Dopo aver ascoltato la prolusione del professore Valentín Gómez-Iglesias e la relazione annuale del Segretario Generale non posso fare altro che ringraziare di cuore il Signore, ben sapendo che quella cornice racchiude le singole e quotidiane attività delle lezioni, dei seminari, degli incontri per la preparazione delle tesi e delle tesine, e tutte le altre attività riguardanti la parte amministrativa e tecnica, sia in questa sede che nella biblioteca. Tutte queste attività vedono coinvolte tante carissime persone —lo dico di cuore— nell’unica comunità accademica, che comprende anche l’Istituto Superiore di Scienze Religiose all’Apollinare. Ringrazio il Signore e ringrazio anche voi per l’impegno evidente, confermato da risultati ben tangibili, in quest’opera così importante al servizio della Chiesa universale, insieme agli altri atenei e università pontificie di Roma.

L’inizio dell’anno accademico è un’occasione direi di festa e di speranza nei frutti che il Signore attende da noi nella nuova tappa che stiamo per intraprendere. Sono questi i miei sentimenti nel vedervi qui riuniti e preparati per il lavoro che ricomincia.

Ma c’è un motivo particolare di gioia e di ringraziamento, palese a tutti. L’inizio del nuovo anno accademico coincide con la recente lieta notizia della concessione, da parte di Sua Santità Giovanni Paolo II, del titolo di Pontificio al nostro Ateneo. Come ho avuto modo di manifestare in una mia lettera al Rettore Magnifico, il nuovo titolo con cui adesso la nostra istituzione accademica si vede onorata rappresenta un “segno della fiducia e del paterno affetto con cui il Papa segue il nostro impegno di servizio alla Chiesa”. Vorrei esprimere a nome di tutti la nostra più profonda gratitudine filiale verso il Santo Padre, nella consapevolezza che il suo gesto, mentre ci incoraggia a proseguire con più dedizione questa nostra impresa, iniziata ormai undici anni fa, nello stesso tempo conferma ancor di più la responsabilità del nostro compito dinanzi alla Chiesa e dinanzi alle attese del Romano Pontefice nei nostri confronti.

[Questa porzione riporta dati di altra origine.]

PR #3798, opened 2021-12-11
raidboss: Zodiark Ex triggers

valarnin:
Still extremely WIP. Only covers phase one, not extensively tested yet. Probably lots of logic mistakes still.

No clue how to handle the star patterns, I see nothing in logs that could help yet. If there's a similar pattern with IDs as there was for quetzalcoatl, then maybe I could make that work, but I haven't identified one yet.

### DIFF
--- a/ui/raidboss/data/06-ew/trial/zodiark-ex.ts
+++ b/ui/raidboss/data/06-ew/trial/zodiark-ex.ts
@@ -1,14 +1,119 @@
 import NetRegexes from '../../../../../resources/netregexes';
+import { UnreachableCode } from '../../../../../resources/not_reached';
+import Outputs from '../../../../../resources/outputs';
+import { callOverlayHandler } from '../../../../../resources/overlay_plugin_api';
 import { Responses } from '../../../../../resources/responses';
 import ZoneId from '../../../../../resources/zone_id';
 import { RaidbossData } from '../../../../../types/data';
+import { PluginCombatantState } from '../../../../../types/event';
 import { TriggerSet } from '../../../../../types/trigger';
 
-export type Data = RaidbossData;
+export interface Data extends RaidbossData {
+  sigilMap: { [id: string]: 'Blue' | 'Red' };
+  storedSigils: { x: number; y: number; id: string }[];
+  storedTetherTargets: { [id: string]: PluginCombatantState };
+  storedPythons: PluginCombatantState[];
+  // For Quetz, mechanics which only use two of them always use the two with the highest ID
+  storedQuetzalcoatls: PluginCombatantState[];
+  storedBehemoths: PluginCombatantState[];
+  exoterikosCounter: number;
+  paradeigmaCounter: number;
+  astralFlowCounter: number;
+  adikiaCounter: number;
+}
+
+const directionOutputStrings = {
+  northeast: Outputs.northeast,
+  north: Outputs.north,
+  northwest: Outputs.northwest,
+  west: Outputs.west,
+  southeast: Outputs.southeast,
+  south: Outputs.south,
+  southwest: Outputs.southwest,
+  east: Outputs.east,
+  combo: {
+    en: '${dir1} / ${dir2}',
+  },
+};
+
+const pythonLineOutputStrings = {
+  '0': Outputs.num1,
+  '1': Outputs.num2,
+  '2': Outputs.num3,
+  '3': Outputs.num4,
+  'row': {
+    en: 'Row ${first}/${second}',
+  },
+  'col': {
+    en: 'Col ${first}/${second}',
+  },
+  'singleRow': {
+    en: 'Row ${first}',
+  },
+};
+
+const refreshCombatantsPromise = async (data: Data) => {
+  const combatants = await callOverlayHandler({
+    call: 'getCombatants',
+  });
+  data.storedBehemoths = [];
+  data.storedPythons = [];
+  data.storedQuetzalcoatls = [];
+  for (const combatant of combatants.combatants) {
+    const id = combatant.ID;
+    if (id === undefined)
+      continue;
+    if (combatant.BNpcID === 14386)
+      data.storedBehemoths.push(combatant);
+    if (combatant.BNpcID === 14387)
+      data.storedPythons.push(combatant);
+    if (combatant.BNpcID === 14388)
+      data.storedQuetzalcoatls.push(combatant);
+    if (combatant.BNpcID === 13712)
+      data.sigilMap[id.toString(16).toUpperCase()] = 'Red';
+    if (combatant.BNpcID === 13713)
+      data.sigilMap[id.toString(16).toUpperCase()] = 'Blue';
+  }
+  data.storedBehemoths.sort((l, r) => {
+    return (l.ID ?? 0) - (r.ID ?? 0);
+  });
+  data.storedPythons.sort((l, r) => {
+    return (l.ID ?? 0) - (r.ID ?? 0);
+  });
+  data.storedQuetzalcoatls.sort((l, r) => {
+    return (l.ID ?? 0) - (r.ID ?? 0);
+  });
+};
+
+const getPythonLine = (python: PluginCombatantState): number => {
+  let coordinate = python.PosX;
+  if (python.PosX < 80 || python.PosX > 120)
+    coordinate = python.PosY;
+
+  if (coordinate < 85)
+    return 0;
+  if (coordinate < 100)
+    return 1;
+  if (coordinate < 115)
+    return 2;
+  return 0;
+};
 
 const triggerSet: TriggerSet<Data> = {
   zoneId: ZoneId.TheMinstrelsBalladZodiarksFall,
   timelineFile: 'zodiark-ex.txt',
+  initData: () => ({
+    sigilMap: {},
+    storedSigils: [],
+    storedTetherTargets: {},
+    storedBehemoths: [],
+    storedQuetzalcoatls: [],
+    storedPythons: [],
+    exoterikosCounter: 0,
+    paradeigmaCounter: 0,
+    astralFlowCounter: 0,
+    adikiaCounter: 0,
+  }),
   triggers: [
     {
       id: 'ZodiarkEx Ania',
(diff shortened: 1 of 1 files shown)


ui/raidboss/data/06-ew/trial/zodiark-ex.ts
```diff
@@ -19,6 +124,307 @@ const triggerSet: TriggerSet<Data> = {
       netRegexJa: NetRegexes.startsUsing({ id: '67EF', source: 'ゾディアーク' }),
       response: Responses.tankBuster(),
     },
+    {
+      id: 'ZodiarkEx Blue Tether',
```
quisquous, line 128: Blue (Purple?) is the cone? and red is the half arena?

Is it possible to add more differentiation between the two? It looks like right now that if you had a west red tether and an east blue tether that they would both say "east", but the safe spots for those are different.

Should the conal tether say "NE/SE" or "East Cone" or something else?

ui/raidboss/data/06-ew/trial/zodiark-ex.ts
```diff
@@ -19,6 +124,307 @@ const triggerSet: TriggerSet<Data> = {
...
+      netRegexJa: NetRegexes.startsUsing({ id: '67BF', source: 'ゾディアーク' }),
+      condition: (data) => data.paradeigmaCounter === 0,
+      delaySeconds: 0.1,
+      alertText: (data, _matches, output) => {
+        ++data.paradeigmaCounter;
+        return output.underQuetz!();
+      },
+      outputStrings: {
+        underQuetz: {
+          en: 'Under NW Quetzalcoatl',
```
quisquous, line 299: Thanks for picking one.  :+1:

ui/raidboss/data/06-ew/trial/zodiark-ex.ts
```diff
@@ -19,6 +124,307 @@ const triggerSet: TriggerSet<Data> = {
...
+      outputStrings: directionOutputStrings,
+    },
+    {
+      id: 'ZodiarkEx Paradeigma 1',
+      type: 'StartsUsing',
+      netRegex: NetRegexes.startsUsing({ id: '67BF', source: 'Zodiark' }),
+      netRegexDe: NetRegexes.startsUsing({ id: '67BF', source: 'Zodiark' }),
+      netRegexFr: NetRegexes.startsUsing({ id: '67BF', source: 'Zordiarche' }),
+      netRegexJa: NetRegexes.startsUsing({ id: '67BF', source: 'ゾディアーク' }),
+      condition: (data) => data.paradeigmaCounter === 0,
```
quisquous, line 291: This is maybe a silly request, but do you think it's worth having the `paradeigmaCounter` match the `id` here? It seems harder to get wrong if they're the same.

ui/raidboss/data/06-ew/trial/zodiark-ex.ts
```diff
@@ -19,6 +124,307 @@ const triggerSet: TriggerSet<Data> = {
...
+    },
+    {
+      id: 'ZodiarkEx Paradeigma 2',
+      type: 'StartsUsing',
+      netRegex: NetRegexes.startsUsing({ id: '67BF', source: 'Zodiark' }),
+      netRegexDe: NetRegexes.startsUsing({ id: '67BF', source: 'Zodiark' }),
+      netRegexFr: NetRegexes.startsUsing({ id: '67BF', source: 'Zordiarche' }),
+      netRegexJa: NetRegexes.startsUsing({ id: '67BF', source: 'ゾディアーク' }),
+      condition: (data) => data.paradeigmaCounter === 1,
+      delaySeconds: 0.1,
```
quisquous, line 311: Oh wow, 0.1?

ui/raidboss/data/06-ew/trial/zodiark-ex.ts
```diff
@@ -19,6 +124,307 @@ const triggerSet: TriggerSet<Data> = {
...
+    {
+      id: 'ZodiarkEx Paradeigma 3',
+      type: 'StartsUsing',
+      netRegex: NetRegexes.startsUsing({ id: '67BF', source: 'Zodiark' }),
+      netRegexDe: NetRegexes.startsUsing({ id: '67BF', source: 'Zodiark' }),
+      netRegexFr: NetRegexes.startsUsing({ id: '67BF', source: 'Zordiarche' }),
+      netRegexJa: NetRegexes.startsUsing({ id: '67BF', source: 'ゾディアーク' }),
+      condition: (data) => data.paradeigmaCounter === 2,
+      delaySeconds: 0.1,
+      run: (data) => ++data.paradeigmaCounter,
```
quisquous, line 342: Do you think it's worth just having one "Paradeigma Counter" trigger up top that handles this in all places, vs conditionally incrementing everywhere?

ui/raidboss/data/06-ew/trial/zodiark-ex.ts
```diff
@@ -1,14 +1,119 @@
...
+  },
+};
+
+const pythonLineOutputStrings = {
+  '0': Outputs.num1,
+  '1': Outputs.num2,
+  '2': Outputs.num3,
+  '3': Outputs.num4,
+  'row': {
+    en: 'Row ${first}/${second}',
```
quisquous, line 45: I'm a little bit skeptical of Row/Column outputs being something that will be meaningful to a lot of people.

What do you think about some form like one of these:
* North all the way
* Slightly north of center
* Just east of center
* All the way west

For the later paradeigma with snakes, then maybe something like "NE (lean S)", since folks will already be constrained to a small area.

ui/raidboss/data/06-ew/trial/zodiark-ex.ts
valarnin: That's the one that every single PF I've been in goes to.

ui/raidboss/data/06-ew/trial/zodiark-ex.ts
valarnin: There's some wonky timing issues here because the `=== 0` trigger will fire and then resolve before this one fires, so then this one fires for the same mechanic.

ui/raidboss/data/06-ew/trial/zodiark-ex.ts
valarnin: Wouldn't that run into the same race condition as the reason I added the 0.1 second delay?

quisquous: If anything, I think it would address it, if I'm understanding this correctly.  I think there are two ways to remove the `delaySeconds: 0.1`.  One is to reverse order your paradeigmas in the file so that they can never chain into each other by having 0 fire, increment, and then 1 fire.  The other is to have a single counter incrementing trigger at the top above everything (so that you only increment once), and then have all of the following triggers just check (but not increment).  Since they would all be checking different values, only one would fire.

valarnin:
I've revisited this multiple times over the last few days and I'm struggling with a way to translate this fight fully to triggers given it's so stateful and the trigger for each mechanic varies. Does anyone have any ideas on how to set this up other than my original idea of just incrementing a counter for each potential trigger mechanic and pacing it out that way?

quisquous:
> I've revisited this multiple times over the last few days and I'm struggling with a way to translate this fight fully to triggers given it's so stateful and the trigger for each mechanic varies. Does anyone have any ideas on how to set this up other than my original idea of just incrementing a counter for each potential trigger mechanic and pacing it out that way?

How many different types of mechanic triggers are you dealing with? There's paradeigma, but what else is triggering? Can you give a rough overview of the structure of what's needed here?

I think in the past if there's like mechanicA and mechanicB, and they're on different triggers and they're interleaved, usually I'd have a series of triggers like:
* counterA: increments data.countA when A happens
* counterB: increments data.countB when B happens
* A1: runs on A and data.countA === 1
* A2: runs on A and data.countA === 2
* etc
* B1: runs on B and data.countB === 1
* etc

valarnin:
Pulling from the timeline, off the top of my head, combined mechanics are decided on the corresponding startsCasting for:
- 69.6 "Esoterikos 2" (Cone side, north or south)
- 93.9 "Algedon" (Quetzalcoatl side, away from diagonal sweep)
- 135.6 "Astral Flow" (Cone side, away from Python lines)
- 166.0 "Adikia" (Under boss, away from Python lines)
- 190.6 "Esoteric Pattern 1" (2 and 3 as well, add phase, two are north by blue cone, one is south center)
- 374.8 "Triple Esoteric Ray" (Dodge into the first ray after it fires)
- 406.1 "Astral Flow" (North side under Behemoth, adjust for Python lines and fire line)
- 446.4 "Algedon" (East or west side depending on sigil, away from diagonal sweep)
- 475.8 "Astral Flow" (Northwest Quetzalcoatl, north or south side depending on fire line, adjust to one extreme for Python positions)
- 508.3 "Trimorphos Exoterikos" (Not 100% sure how to write the trigger for this yet, since it's three random sigils around the room and requires starting positioning immediately)
- 606.8 "Astral Flow" (NE/NW depending on sigil, adjust for Python lines)
- 648.4 "Triple Esoteric Ray" (NE/N/NW depending on cone and green lines, dodge into the line)
- 678.8 "Astral Flow" (Under north Behemoth, adjust for fire line)
- 717.0 "Trimorphos Exoterikos" (Same as the one at 508.3)
- 771.0 "Astral Flow" (Under NW Quetzalcoatl, adjust for fire and python lines)

quisquous:
> Pulling from the timeline, off the top of my head, combined mechanics are decided on the corresponding startsCasting for:

So, Algedon, Adikia, Astral Flow, Trimorphos Exoterikos, Triple Esoteric Ray, and some one-off Esoteric X.  Foof, that's a lot of separate things.

I think it'd be a lot to write out (and maybe it doesn't feel elegant), but I think having a counter and a single trigger for all counts (or separate triggers per count, if that makes more sense) might be a way to get this started.  Once everything is laid out some better organization will appear.  And if not, then maybe being explicit about each variation is the only way to handle this.

The only other thing I can think is that if you have a bunch of places where you're calling "getCombatants" and then handling some combo of birds, beasts, fire walls, esoteric things, rotations, maybe you could have a single solver that says "here are the safe spots for these things" and then reuse that? I'm not sure what that would look like in more detail, but that might be an approach to consider too, if there's some more general logic that can be reused.

amki:
I've tested this pr over some zodiark encounters, unfortunately the pythons as well as the quetzalcoatls are off. Looks like there is a logic error somewhere.

valarnin:
Pythons are a logic error that I've resolved locally. Quetzalcoatls are a timing issue that I haven't quite gotten right yet.

amki:
I've started work on this @ https://github.com/amki/cactbot/tree/zodiark-ex which is heavily inspired by your ideas.

I already managed to track the state of all quetz, pythons and sigils (read: if they are currently visible and contributing to the fight) but the correct calls for arena turning are still missing

valarnin:
@amki If you want to take over writing the triggers for this fight, that's fine by me. I took a step back after clearing 60ish times to avoid getting burnout, and I'm busy with holiday stuff for probably the next 3-4 days.

amki:
No idea if I can actually do it but I'm giving it my best shot. :)

amki:
I have almost everything handled so I'm going to put in a new pull request because there will be a metric megaton of discussion because I've gone completely off the rails.

valarnin:
Closing in favor of  #3933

Il nuovo titolo di Pontificio esprime senz’altro un particolare legame dell’Ateneo al Romano Pontefice e, insieme a lui, a tutto il Collegio episcopale. Ciascuno di voi cercherà di rinsaldarlo, di renderlo più forte, a tutti i livelli, attraverso il vostro lavoro in queste aule. Sogniamo per un attimo, come era solito fare il beato Josemaría Escrivá, pensando alle future schiere di alunni che anno dopo anno usciranno da quest’Ateneo ed alle ripercussioni che esse avranno, a livello scientifico e pastorale, in tutte le diocesi del mondo: costituiranno un solido fondamento teologico, filosofico e canonico, per contribuire all’efficacia e all’estensione dell’evangelizzazione. Pensate all’ importanza di questa vicinanza anche fisica al Santo Padre, voluta da Dio e rinsaldata dal vostro passaggio per queste aule universitarie.

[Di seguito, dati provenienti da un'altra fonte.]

PR #3800, opened 2021-12-11
jobs: Temporarily fake kLevelMod data to avoid error

### LINKED ISSUE #3788: Jobs: GCD calculation can not work properly
When you change to job above level 80, console will output an error: `Error: This code shouldn't be reached`
If this job module contains something using GCD calculation, it will continously output this error when using it. 
Job below level 80 won't recive this error, but GCD calculation also works not properly.
Seems this error happens because kLevelMod have not updated yet.

Echoring:
Fixes #3788
https://github.com/quisquous/cactbot/blob/54303910154b6ae5847780f1dbac616ce629a381/ui/jobs/utils.ts#L142
[0,0] will cause a 0 division error, so make it 9999 to make unknown gcd about 2.5
382 at lv81 and 400 at lv90 are confirmed, others are assumed.

### DIFF
--- a/ui/jobs/constants.ts
+++ b/ui/jobs/constants.ts
@@ -469,4 +469,17 @@ export const kLevelMod = [
   [376, 3034],
   [378, 3164],
   [380, 3300],
+  // FIXME: The following are the assumed values added to avoid errors.
+  // 9999 will make unknown gcd about 2.5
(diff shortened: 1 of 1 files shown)


MaikoTan (approved):

quisquous:
Thank you!!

Stiamo gettando le basi per creare, con l’aiuto del Signore, nel nostro Ateneo tradizioni vive di serietà nello studio, di costanza nella ricerca scientifica, di sensibilità pastorale, di collaborazione fraterna e generosa tra i professori, gli alunni e le Facoltà; tradizioni, in definitiva, di unità ben salda, e, proprio per questo, naturale, creativa, aldilà dei doveri formali intesi in senso troppo ristretto. Gli undici anni compiuti dall’Ateneo sono il fondamento sul quale dobbiamo costruire per poter diventare anche noi fondamento ampio e sicuro per molti altri.

In questo mio saluto vorrei che tutti, anche gli studenti e il personale docente e non docente arrivato quest’anno, sentiste il Pontificio Ateneo come qualcosa che vi appartiene, come una cosa propria. Che lo sentiste, voglio dire, non solo come un’istituzione dalla quale si riceve una formazione a livello universitario, ma anche come una comunità, con un suo stile di famiglia, pienamente compatibile con la serietà professionale e con tutti i necessari canali amministrativi, tesi ad assicurare un funzionamento ordinato e giusto dell’intero corpo accademico. Ma questo non è solo un sentimento. Comprendete bene che mi riferisco a una realtà spirituale, soprannaturale, ecclesiale, che risponde alla nostra tradizione di questi anni e allo spirito con cui l’Ateneo è nato. L’Ateneo non soltanto intende servire la Chiesa, ma fa parte della realtà misteriosa, affascinante, della Chiesa di Cristo.

Quest’anno sia, dunque, per voi un anno di proficuo lavoro nel Signore e un’occasione di crescita interiore, come Gesù Cristo che cresceva in sapienza, età e grazia davanti a Dio e agli uomini (Lc 2, 51).

Invocando, pertanto, l’assistenza dello Spirito Santo, l’intercessione di Maria Santissima, Sedes Sapientiæ, e la protezione del beato Josemaría, dichiaro inaugurato l’anno accademico 1995-1996. Grazie.

Romana, n. 21, Luglio-Dicembre 1995, p. 379-380.